## Task description
Produce the records below again, word for word, but stop after the line that contains "Currently it is".

--- Data excerpts Enclosed Below ---

PR #52055, opened 2023-10-14
[Console] Deprecate combining incompatible mode flags in `InputArgument` and `InputOption`

jnoordsij:
| Q             | A
| ------------- | ---
| Branch?       | 8.1
| Bug fix?      | no
| New feature?  | no
| Deprecations? | yes
| Tickets       | n/a
| License       | MIT

Currently it is allowed to to combine various combinations of input value requirement specifiers, which are logically exclusive behavior-wise. To prevent mistakes or possibly ambiguous behavior, this PR adds additional validation to ensure there's always exactly one specifier part of the mode after finishing the constructor.

This is done by adding a deprecation message for these cases, which can be replaced with an `InvalidArgumentException` in a future major version. The tests added are currently checking for the deprecation message and could be updated to check for this exception instead.

PR #52058, opened 2023-10-14
[Console] Allow setting a boolean default value on `InputOption::VALUE_NEGATABLE` options

jnoordsij:
| Q             | A
| ------------- | ---
| Branch?       | 8.1
| Bug fix?      | no
| New feature?  | yes
| Deprecations? | no
| Tickets       |  -
| License       | MIT

(Encountered on test run for #52055)

Currently, the following call/construction of an `InputOption` is valid:
```php
new InputOption('foo', null, InputOption::VALUE_NEGATABLE, '', false)
```
while the following call is not
```php
new InputOption('foo', null, InputOption::VALUE_NONE | InputOption::VALUE_NEGATABLE, '', false)
```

--- End of Enclosed Data excerpts ---

## Reply to the task
PR #52055, opened 2023-10-14
[Console] Deprecate combining incompatible mode flags in `InputArgument` and `InputOption`

jnoordsij:
| Q             | A
| ------------- | ---
| Branch?       | 8.1
| Bug fix?      | no
| New feature?  | no
| Deprecations? | yes
| Tickets       | n/a
| License       | MIT

Currently it is allowed to to combine various combinations of input value requirement specifiers, which are logically exclusive behavior-wise. To prevent mistakes or possibly ambiguous behavior, this PR adds additional validation to ensure there's always exactly one specifier part of the mode after finishing the constructor.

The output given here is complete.